Nolan finished his last bite of the praline, all too soon, he thought. It was no wonder her bakery had become so popular over the years. He’d never had a breakfast treat like that.

 

“Awesome pastry,” he said as he tossed a five dollar bill on the table.

 

“I hope that’ll be enough to cover it.”

 

He lifted his mighty bulk up from his seat, gave her a curt farewell, and then started for the door.

 

Nolan had left pretty much the way he usually came. In a big huff. A lot of wind but no substance, Madeline thought to herself. Still, there was that nagging doubt in the back of her mind that she had to do something to get him off her scent. Even an old dog would find a bone if he rooted around long enough. She knew Nolan was looking for just one crumb of substantial evidence he could manipulate in order to implicate her, so she had to step up her efforts to beat him at his own game. It was time for her, Bailey, and Kyle to have another meeting.

 

The store closed early for a change.
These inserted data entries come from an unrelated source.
PR #166, opened 2024-10-06
capability: add/use ignoreEINVAL

kolyshkin:
This is mostly to simplify the code.


kolyshkin:
This is now part of #165.

PR #170, opened 2024-10-10
capability: test improvements

kolyshkin:
See commits for details.

@lifubang PTAL

### DIFF
--- a/capability/capability_test.go
+++ b/capability/capability_test.go
@@ -112,49 +112,42 @@ func TestAmbientCapSet(t *testing.T) {
 	}
 	requirePCapSet(t)
 
-	capBounding := []Cap{CAP_KILL, CAP_CHOWN, CAP_SYSLOG}
-	capPermitted := []Cap{CAP_KILL, CAP_CHOWN}
-	capEffective := []Cap{CAP_KILL}
-	capInheritable := []Cap{CAP_KILL, CAP_CHOWN}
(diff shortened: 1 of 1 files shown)


capability/capability_test.go
```diff
@@ -111,49 +112,42 @@ func TestAmbientCapSet(t *testing.T) {
...
 		t.Fatal(err)
 	}
-	pid.Set(BOUNDING, capBounding...)
-	pid.Set(PERMITTED, capPermitted...)
-	pid.Set(EFFECTIVE, capEffective...)
-	pid.Set(INHERITABLE, capInheritable...)
-	pid.Set(AMBIENT, capAmbient...)
-	if err = pid.Apply(CAPS | BOUNDING | AMBIENT); err != nil {
+
+	list := []Cap{CAP_KILL, CAP_CHOWN, CAP_SYS_CHROOT}
```
lifubang, line 120: From docker to kubernetes, they always fill each type cap sets with the same cap bits, I think maybe it's wrong. So I want to test cap sets with different caps, this is my thought.
But anyway, it's not worth to be different in this test.

lifubang (approved):

tianon (approved):

capability/capability_test.go
kolyshkin: Yes, I understand that (what I don't understand is why they do it that way -- for example, why drop bounding capabilities at all; but that is way out of scope for this PR).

Madeline, Bailey, and Kyle were meeting in the back room, trying to determine what made Nolan so determined to focus all of his attention on Madeline. Kyle was pacing back and forth across the small room while Bailey was busily typing away at the keyboard of her laptop. She had gathered all the evidence they had found so far in one place so she didn’t have to carry around her cumbersome notebook. It was stored on her flash drive, which she could conveniently stash away when she needed to. Madeline was sitting behind the desk deep in thought.

 

“He doesn’t have anything on you,”

 

Kyle said as he stopped his pacing to face her. “I don’t think you have anything to worry about. Everything he has is circumstantial.”

 

“Yeah, but that’s the problem,” Bailey said.

 

“If he keeps digging, he’ll come up with something that might stick. All he needs is something that a jury will believe.”

 

“True, but what does he have?”

 

“You keep talking about what he has,” Bailey complained. “It’s not what he has that concerns us. It’s what he might find.”

 

“Ok. Ok,” Kyle said. “What could he possibly find on Madeline?” he asked, trying to appease her.

 

“All right, let’s see.” She got up from her seat and started pacing opposite Kyle. “She was the one to find the body.”

 

“Yeah, but that could’ve been anybody,” Kyle argued.

 

“It was at her place of business.”

 

“But it was outside the business, not inside.”

 

“They had been rivals for years.”

 

“They hadn’t seen each other in years, so why kill her now?” Kyle countered.

 

“Witnesses saw them in a heated argument.”

 

“Two years ago.”

 

The two were simply at odds on Madeline’s true position in the eyes of the police.

 

“Ok. Let me tell you why you shouldn’t be concerned,” Kyle said.

 

“First, she has no history of anger problems, ever. Second, she has a strong relationship with the community with impeccable character.”

 

He finished his last statement with a sense of finality that said that his last words should’ve been enough to determine her innocence all on their own.

 

“I’m telling you that Nolan’s argument doesn’t have a leg to stand on.”

 

“Well, she’s still a suspect, no matter what you think, believe, or know,” she said with exasperation. “We have to do something.”

 

“Well Nolan has to have more to arouse his suspicions than we know, otherwise he wouldn’t be so persistent,” Madeline finally spoke up.

 

“I know why he’s so persistent,” Bailey countered. “Because she’s being set up.”

 

“No. I have a better reason,” Kyle countered. “He’s an incompetent boob.”